No insistí más. Claro, eran los tiempos en que yo creía que los médicos siempre tienen la razón. Eran los tiempos en que yo no tenía plena consciencia de cómo la medicina evoluciona y a qué velocidad lo hace.

Sin embargo, hoy me arrepiento de haber renunciado a mi idea. Tal vez si hubiese insistido un poco más...

Sé que en la clínica en que nacieron mis trillizos el método canguro se practica hoy en día como parte del programa de apego. Y yo me quedé con las ganas. Si bien no sabía los beneficios que tenía en cuanto a la salud del niño, mi intuición me decía que era una buena idea estar piel contra piel con cada uno de ellos.

Lo lamento mucho. Lamento no haberle creído más a mi intuición de madre. Sólo después de muchos porrazos llegué a confiar en mí como lo hago hoy. Pero para eso necesité, como toda madre, equivocarme ésta y muchas veces más. A golpes comprendí que la intuición de una mamá a veces puede más que la sabiduría de mil médicos.

Un buen médico escucha a la madre con atención, sabe que ella conoce a su hijo mejor que nadie, y cree que su opinión es importante. Afortunadamente, he encontrado uno de esos raros especímenes para mis hijos. Si encuentra uno, no lo suelte, amárrelo a ud. y acuda a él cada vez que su intuición le diga algo.


domingo, 18 de septiembre de 2011

La Capacidad Para Estar Solo

No pretendo dar cátedra sobre el tema, porque aparte de ser Psicóloga y haberme fascinado con este concepto, no soy una eminencia en la toría que está a la base de él.

Intentaré evitar errores conceptuales, pero mi intención última es explicar a madres y padres el concepto de Donald Winnicott denominado la capacidad para estar solo.

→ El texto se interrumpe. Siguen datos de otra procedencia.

PR #232, opened 2017-10-31
Tbl087/adding basic auth to frontstage api calls

andrewmil:
Adding basic auth to frontstage-api requests

Works in conjunction with https://github.com/ONSdigital/ras-frontstage-api/pull/9

### DIFF
--- a/frontstage/common/api_call.py
+++ b/frontstage/common/api_call.py
@@ -19,11 +19,11 @@ def api_call(method, endpoint, parameters=None, json=None, headers=None):
             url = url + parameter_string
 
     if method == 'GET':
-        response = requests.get(url, headers=headers)
+        response = requests.get(url, headers=headers, auth=app.config['BASIC_AUTH'])
     elif method == 'POST':
-        response = requests.post(url, headers=headers, json=json)
+        response = requests.post(url, headers=headers, json=json, auth=app.config['BASIC_AUTH'])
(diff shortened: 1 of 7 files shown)


frontstage/common/api_call.py
```diff
@@ -19,11 +19,11 @@ def api_call(method, endpoint, parameters=None, json=None, headers=None):
...
 
     if method == 'GET':
-        response = requests.get(url, headers=headers)
+        response = requests.get(url, headers=headers, auth=app.config['BASIC_AUTH'])
     elif method == 'POST':
-        response = requests.post(url, headers=headers, json=json)
+        response = requests.post(url, headers=headers, json=json, auth=app.config['BASIC_AUTH'])
     elif method == 'PUT':
-        response = requests.put(url, headers=headers, json=json)
+        response = requests.put(url, headers=headers, json=json, auth=app.config['BASIC_AUTH'])
```
jwgwalton: Need to update TestApiCall to include basic auth. The mocking in the current tests is invalid as it is returning a 200 even without basic auth.

andrewmil: I'm not sure what you mean? we don't pass in an auth parameter it's just pulled from config so do we need to change anything about the way it's called in tests?

jwgwalton: I think I'm going mad, you're right.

¿Que porqué me interesa y llama tanto mi atención este asunto? No tengo respuesta. Sólo recuerdo que desde que tuve que estudiarlo en mis años de universitaria, fue un concepto que caló hondo en mí, y que hoy, por circunstancias de la vida, ha vuelto una y otra vez a mi cabeza y corazón.

Para comenzar, diré que Winnicott habla de un primer momento de la vida del bebé denominado dependencia absoluta. Durante esta etapa, la madre suele entrar en un estado especial en que sintoniza con su hijo y sus necesidades, siendo capaz de proveer los cuidados que éste necesita a tiempo. Durante este período el niño requiere más que nunca de la contención, apoyo y presencia de su cuidadora.

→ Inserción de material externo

PR #234, opened 2017-11-03
Tbl087/moving enrolment calls to api

andrewmil:
This PR removes the calls frontstage was making to external services during the enrolment process and replaces them with single calls to the frontstage-api

This PR works in conjunction with this frontstage-api PR https://github.com/ONSdigital/ras-frontstage-api/pull/11

### How to test
I have enrolment codes now so if you needs to test against the int environment just give me a message and I'll send one


frontstage/common/api_call.py
```diff
@@ -18,14 +18,16 @@ def api_call(method, endpoint, parameters=None, json=None, headers=None):
...
     elif method == 'POST':
         response = requests.post(url, headers=headers, json=json, auth=app.config['BASIC_AUTH'])
     elif method == 'PUT':
         response = requests.put(url, headers=headers, json=json, auth=app.config['BASIC_AUTH'])
     else:
-        logger.error('Invalid request method', method=str(method), url=url)
+        logger.error('Invalid request method', method=method, url=url)
         raise InvalidRequestMethod(method, url)
 
+    logger.debug('Frontstage-api response', method=method, url=url, status_code=response.status_code)
```
davidmort: the sdc [logging standards](https://digitaleq.atlassian.net/wiki/spaces/SDC/pages/69632229/Logging) suggest that you should log out "status" instead of "status_code" when logging http requests to reduce verbosity

davidmort: the sdc [logging standards](https://digitaleq.atlassian.net/wiki/spaces/SDC/pages/69632229/Logging) suggest that you should log out "status" instead of "status_code" when logging http requests to reduce verbosity

andrewmil: Will change, I think we log out `status_code` in quite a lot of places across RAS so we might have to change in a few places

A través de recurrentes experiencias de recibir de su madre lo que necesita, el bebé comienza a sentir que el mundo es bueno, que contiene lo que él requiere, consiguiendo pasar a la etapa que sigue: la de la dependencia relativa.

Dutante esta segundo estadio, la madre comprende que su hijo requiere que ella deje de atender a sus demandas tan pronto aparezcan. Entiende que, lentamente, debe ir "fallando" de modo que el niño consiga experimentar que, si bien el mundo es bueno, no es él quien crea los objetos que lo satisfacen (por ejemplo, comprender que no es su llanto el que crea un pecho lleno de leche que aparece de manera instantánea.)

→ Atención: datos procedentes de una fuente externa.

PR #235, opened 2017-11-03
Tbl087/moving passwords to frontstage api calls

tej99:
This PR removes the calls frontstage was making to external services during the reset password process and replaces them with calls to the frontstage-api

This PR works in conjunction with this frontstage-api PR ONSdigital/ras-frontstage-api#12


frontstage/views/passwords.py
```diff
@@ -23,56 +22,35 @@ def forgot_password():
...
-        # Check to see that this user account is not locked
-        if oauth2_response.status_code == 401:
-            oauth2Error = json.loads(oauth2_response.text)
-            if 'Unauthorized user credentials' in oauth2Error['detail']:
-                logger.warning('Email address is not registered')
+        if response.status_code == 401:
+            error_json = json.loads(response.text).get('error')
+            error_message = error_json.get('data', {}).get('detail')
+            if 'Unauthorized user credentials' in error_message:
+                logger.info('Requesting password change for unregistered email on OAuth2 server')
```
benjefferies: Instead of having an explicit line of log we could just log the error_message. Then you'd have something like:
```python
if response.status_code == 401:
    error_json = json.loads(response.text).get('error')
    error_message = error_json.get('data', {}).get('detail')
    logger.info(error_message=error_message)
    if 'Unauthorized user credentials' in error_message:
        template_data = {"error": {"type": {"Email address is not registered"}}}
        return render_template('passwords/forgot-password.html', _theme='default', form=form, data=template_data)

    return render_template('passwords/reset-password.trouble.html', _theme='default',
                           data={"error": {"type": "failed"}})
```

frontstage/views/passwords.py
```diff
@@ -23,56 +22,35 @@ def forgot_password():
...
-            logger.error('Unknown error from the OAuth2 server')
-            raise ExternalServiceError(oauth2_response)
-
-        url = app.config['RAS_PARTY_RESET_PASSWORD_REQUEST'].format(app.config['RAS_PARTY_SERVICE'])
-        response = requests.post(url, auth=app.config['BASIC_AUTH'], json=post_data, verify=False)
-        if response.status_code == 404:
-            logger.warning('Email address is not registered')
+
+        elif response.status_code == 404:
+            logger.error('Requesting password change for email registered on OAuth2 server but not in party service')
```
benjefferies: Should this be error level logging or just info?

frontstage/views/passwords.py
```diff
@@ -23,56 +22,35 @@ def forgot_password():
...
             template_data = {"error": {"type": {"Email address is not registered"}}}
             return render_template('passwords/forgot-password.html', _theme='default', form=form, data=template_data)
+
         if response.status_code != 200:
-            logger.error('Failed to send password change request email')
-            raise ExternalServiceError(response)
+            logger.error('Unable to send password change request')
```
benjefferies: If we logged the stacktrace I guess this line of logging would be unnecessary and would caused duplicate error logging as we will log when the ApiError is raised?

frontstage/views/passwords.py
```diff
@@ -92,32 +70,36 @@ def forgot_password_check_email():
 @passwords_bp.route('/reset-password/<token>', methods=['GET', 'POST'])
```
benjefferies: We should split the GET and POST handlers out into two methods really. Appreciate it wasn't introduced in your changes

frontstage/views/passwords.py
```diff
@@ -92,32 +70,36 @@ def forgot_password_check_email():
...
-        response = requests.put(url, auth=app.config['BASIC_AUTH'], json=put_data, verify=False)
+        url = app.config['CHANGE_PASSWORD']
+        response = api_call('PUT', url, json=put_data)
 
-        if response.status_code != 200:
+        if response.status_code == 200:
+            logger.info('Successfully change user password', token=token)
+            return redirect(url_for('passwords_bp.reset_password_confirmation'))
+        else:
             logger.error('Failed to change user password', token=token)
```
benjefferies: Should this now raise an Error?

frontstage/views/passwords.py
```diff
@@ -92,32 +70,36 @@ def forgot_password_check_email():
...
+        response = api_call('GET', url, parameters=parameters)
+
+    if response.status_code == 409:
+        logger.warning('Token expired', token=token)
+        return render_template('passwords/password-expired.html', _theme='default')
+    elif response.status_code == 404:
+        logger.warning('Invalid token sent to party service', token=token)
+        return redirect(url_for('error_bp.not_found_error_page'))
+    elif response.status_code != 200:
+        logger.error('Party service failed to verify token')
```
benjefferies: If we logged the stacktrace I guess this line of logging would be unnecessary and would caused duplicate error logging as we will log when the ApiError is raised?

frontstage/views/passwords.py
andrewmil: Yeah this looks like a place where we'd raise `ApiError`.
Currently I think it just reloads the page

frontstage/views/passwords.py
tej99: It's logged at error level because Frontstage API will only return 404 if the user exists in the OAuth server but not in the party service. This should never happen, if it does though something has gone wrong with the user's account and should be investigated.

frontstage/views/passwords.py
tej99: If the form is valid then api call is made to CHANGE_PASSWORD endpoint else the VERIFY_PASSWORD_TOKEN endpoint is called. Other than the 200 response from the CHANGE_PASSWORD call all other responses are handled after to avoid duplication.

frontstage/views/passwords.py
tej99: This is being done throughout front stage I'll raise a ticket to make these changes throughout to keep the service consistent.

frontstage/views/passwords.py
```diff
@@ -83,17 +70,20 @@ def forgot_password():
...
     form = ResetPasswordForm(request.form)
-    url = app.config['RAS_PARTY_VERIFY_PASSWORD_TOKEN'].format(app.config['RAS_PARTY_SERVICE'], token)
-    response = requests.get(url, auth=app.config['BASIC_AUTH'], verify=False)
+
+    url = app.config['VERIFY_PASSWORD_TOKEN']
+    parameters = {"token": token}
+    response = api_call('GET', url, parameters=parameters)
+
     if response.status_code == 409:
         logger.warning('Token expired', token=token)
```
andrewmil: These error lines aren't covered by tests atm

La madre intuye también que el niño ha llegado a un nivel de madurez mayor y que ha conseguido llegar a un punto en el que puede comenzar a desarrollar la capacidad para estar solo. Sin embargo, el autor habla de una paradoja, ya que esta capacidad sólo comenzará a desarrolarse en presencia de la madre. Es decir, la capacidad para estar solo es conseguida sólo en la medida en que la cuidadora esté presente, pero sin interferir en el estado en el que el niño entra. Ella simplemente está, y el bebé, gracias a su presencia, logra abstraerse y tal vez explorar ciertas texturas de su ambiente, jugar con sus manos o con su voz. Es lo que más adelante se denomina la capacidad para relajarse.

Más tarde, en una etapa mucho más avanzada en que el Yo ya se encuentra completamente maduro, el hijo adquiere la capacidad para estar solo en ausencia total de la madre o de elementos del medio que la representen.

Me gusta este concepto, me llega al corazón. Tantas veces vi a mis hijos "cantando" solos, vocalizando en sus cunas o explorando sus manitos o pies tendidos sobre alguna manta en el suelo. Y nunca olvido que ese logro fue gracias a que yo estaba con ellos pero sin ellos. Es decir, a su lado, pero permitiendo que estuvieran solos, que aprendieran una habilidad que algunos adultos nunca llegaron a adquirir, lo que los lleva a padecer gran ansiedad y temor a lo largo de sus vidas.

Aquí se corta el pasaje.